**DATA FOR THIS EXERCISE**
Segment Open

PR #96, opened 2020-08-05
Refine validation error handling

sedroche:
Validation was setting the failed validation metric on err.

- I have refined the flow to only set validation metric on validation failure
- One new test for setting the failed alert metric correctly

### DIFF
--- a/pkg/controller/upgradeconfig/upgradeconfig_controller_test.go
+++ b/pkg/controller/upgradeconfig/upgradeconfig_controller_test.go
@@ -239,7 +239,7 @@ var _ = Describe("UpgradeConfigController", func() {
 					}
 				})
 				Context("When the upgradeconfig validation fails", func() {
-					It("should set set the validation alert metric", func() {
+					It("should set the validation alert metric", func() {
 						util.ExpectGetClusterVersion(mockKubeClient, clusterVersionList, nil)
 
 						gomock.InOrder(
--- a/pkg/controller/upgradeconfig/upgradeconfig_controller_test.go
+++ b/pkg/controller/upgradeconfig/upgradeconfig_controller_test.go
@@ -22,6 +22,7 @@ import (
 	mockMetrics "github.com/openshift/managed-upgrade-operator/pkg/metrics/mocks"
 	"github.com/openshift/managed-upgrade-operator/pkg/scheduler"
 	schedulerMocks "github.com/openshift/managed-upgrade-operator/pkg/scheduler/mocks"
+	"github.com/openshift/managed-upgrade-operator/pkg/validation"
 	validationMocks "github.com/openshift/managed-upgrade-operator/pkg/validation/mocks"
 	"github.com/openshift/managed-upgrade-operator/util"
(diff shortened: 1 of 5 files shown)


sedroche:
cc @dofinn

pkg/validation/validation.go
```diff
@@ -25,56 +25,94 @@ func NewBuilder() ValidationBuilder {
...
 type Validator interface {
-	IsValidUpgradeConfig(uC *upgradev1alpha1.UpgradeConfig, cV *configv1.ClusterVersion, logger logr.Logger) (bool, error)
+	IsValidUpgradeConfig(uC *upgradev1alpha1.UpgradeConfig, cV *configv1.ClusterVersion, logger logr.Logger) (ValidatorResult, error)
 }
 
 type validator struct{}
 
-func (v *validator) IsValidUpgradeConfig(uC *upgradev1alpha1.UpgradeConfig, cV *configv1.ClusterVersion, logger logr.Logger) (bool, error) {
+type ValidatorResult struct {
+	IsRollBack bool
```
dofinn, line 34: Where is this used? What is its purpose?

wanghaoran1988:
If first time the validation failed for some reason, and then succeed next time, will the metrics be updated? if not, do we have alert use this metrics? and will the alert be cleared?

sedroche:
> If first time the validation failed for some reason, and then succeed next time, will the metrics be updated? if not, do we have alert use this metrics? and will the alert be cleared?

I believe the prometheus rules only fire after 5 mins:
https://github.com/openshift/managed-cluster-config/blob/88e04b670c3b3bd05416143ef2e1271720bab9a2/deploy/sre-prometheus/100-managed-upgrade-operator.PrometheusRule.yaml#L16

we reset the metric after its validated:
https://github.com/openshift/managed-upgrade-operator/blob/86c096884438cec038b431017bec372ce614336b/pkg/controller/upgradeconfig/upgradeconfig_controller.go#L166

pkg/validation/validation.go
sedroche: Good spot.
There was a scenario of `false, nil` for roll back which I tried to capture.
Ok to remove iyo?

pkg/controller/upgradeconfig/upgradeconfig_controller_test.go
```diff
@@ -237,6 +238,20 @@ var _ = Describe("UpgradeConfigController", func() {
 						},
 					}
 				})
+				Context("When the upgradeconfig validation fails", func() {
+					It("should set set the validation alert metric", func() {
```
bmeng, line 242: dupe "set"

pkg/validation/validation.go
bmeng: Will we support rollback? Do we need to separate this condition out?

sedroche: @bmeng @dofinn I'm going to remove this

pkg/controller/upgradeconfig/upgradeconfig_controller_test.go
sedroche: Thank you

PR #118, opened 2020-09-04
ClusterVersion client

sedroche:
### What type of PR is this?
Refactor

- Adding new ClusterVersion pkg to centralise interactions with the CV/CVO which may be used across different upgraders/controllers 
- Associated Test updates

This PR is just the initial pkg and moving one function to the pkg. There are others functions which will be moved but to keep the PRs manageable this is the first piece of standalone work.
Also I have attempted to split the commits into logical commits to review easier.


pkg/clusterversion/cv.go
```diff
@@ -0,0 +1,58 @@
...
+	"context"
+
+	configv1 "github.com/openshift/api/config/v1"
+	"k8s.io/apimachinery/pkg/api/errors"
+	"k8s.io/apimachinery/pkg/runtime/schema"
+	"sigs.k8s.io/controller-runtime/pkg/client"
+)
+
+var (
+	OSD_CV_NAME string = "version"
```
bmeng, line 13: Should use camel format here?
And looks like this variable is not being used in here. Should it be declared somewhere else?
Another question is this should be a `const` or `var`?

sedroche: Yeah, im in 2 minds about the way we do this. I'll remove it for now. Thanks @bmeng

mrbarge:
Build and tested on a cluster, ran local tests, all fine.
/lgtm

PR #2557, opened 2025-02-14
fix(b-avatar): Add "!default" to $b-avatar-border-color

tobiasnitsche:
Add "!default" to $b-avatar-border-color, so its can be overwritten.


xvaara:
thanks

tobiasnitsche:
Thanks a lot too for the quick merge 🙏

Segment Closed

**WORK TO BE COMPLETED**
Count how many lines of the entries contain the word "metrics", and respond with that count only.

**RESPONSE**
3